Data excerpts:
>>>>
PR #3587, opened 2024-12-17
chore!: remove pyarrow-based file reader

kevinzwang:
BREAKING CHANGE: reading using PyArrow, along with the PythonStorageConfig, are removed


daft/sql/sql_scan.py
```diff
@@ -272,7 +269,6 @@ def _construct_scan_task(
             file_format=file_format_config,
             schema=self._schema._schema,
             num_rows=num_rows,
-            storage_config=self.storage_config,
```
jaychia, line 275: Why is this no longer required?

src/daft-local-execution/src/sources/scan_task.rs
```diff
@@ -241,19 +241,14 @@ async fn stream_scan_task(
...
-    };
-    let io_config = Arc::new(io_config.cloned().unwrap_or_default());
-    let io_client = daft_io::get_io_client(multi_threaded_io, io_config)?;
+    let io_config = Arc::new(
+        scan_task
+            .storage_config
+            .io_config
+            .clone()
+            .unwrap_or_default(),
+    );
```
jaychia, line 250: This feels a little odd -- should we have `StorageConfig` hold an `Arc<IOConfig>` instead? I'm guessing the same IOConfig is going to be passed around a lot.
<<<<
## Problem
Could you return all of the entries exactly as they stand?

## Output
PR #3587, opened 2024-12-17
chore!: remove pyarrow-based file reader

kevinzwang:
BREAKING CHANGE: reading using PyArrow, along with the PythonStorageConfig, are removed


daft/sql/sql_scan.py
```diff
@@ -272,7 +269,6 @@ def _construct_scan_task(
             file_format=file_format_config,
             schema=self._schema._schema,
             num_rows=num_rows,
-            storage_config=self.storage_config,
```
jaychia, line 275: Why is this no longer required?

src/daft-local-execution/src/sources/scan_task.rs
```diff
@@ -241,19 +241,14 @@ async fn stream_scan_task(
...
-    };
-    let io_config = Arc::new(io_config.cloned().unwrap_or_default());
-    let io_client = daft_io::get_io_client(multi_threaded_io, io_config)?;
+    let io_config = Arc::new(
+        scan_task
+            .storage_config
+            .io_config
+            .clone()
+            .unwrap_or_default(),
+    );
```
jaychia, line 250: This feels a little odd -- should we have `StorageConfig` hold an `Arc<IOConfig>` instead? I'm guessing the same IOConfig is going to be passed around a lot.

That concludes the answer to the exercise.